**Task objective**
Return the full listing, character for character.

#### Dataset ####

PR #2000, opened 2021-11-09
Fix FAQ anchor links

cjdenio:
This PR fixes a tiny bug where FAQ items aren't highlighted when they're clicked.


maxwofford (approved):
Thanks for adding this!

PR #2003, opened 2021-11-09
Disable remote form submission

cjdenio:
Disables remote form submission, which breaks a whole bunch of forms (Turbo replaces this behavior, see https://github.com/hotwired/turbo-rails/blob/main/UPGRADING.md) (thanks @eilla1 for catching this)


exu3 (approved):
Going to merge this cause someone just emailed reporting issues with the donation form.
Thanks for the quick fix Caleb!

####

**Response to the exercise**
PR #2000, opened 2021-11-09
Fix FAQ anchor links

cjdenio:
This PR fixes a tiny bug where FAQ items aren't highlighted when they're clicked.


maxwofford (approved):
Thanks for adding this!

PR #2003, opened 2021-11-09
Disable remote form submission

cjdenio:
Disables remote form submission, which breaks a whole bunch of forms (Turbo replaces this behavior, see https://github.com/hotwired/turbo-rails/blob/main/UPGRADING.md) (thanks @eilla1 for catching this)


exu3 (approved):
Going to merge this cause someone just emailed reporting issues with the donation form.
Thanks for the quick fix Caleb!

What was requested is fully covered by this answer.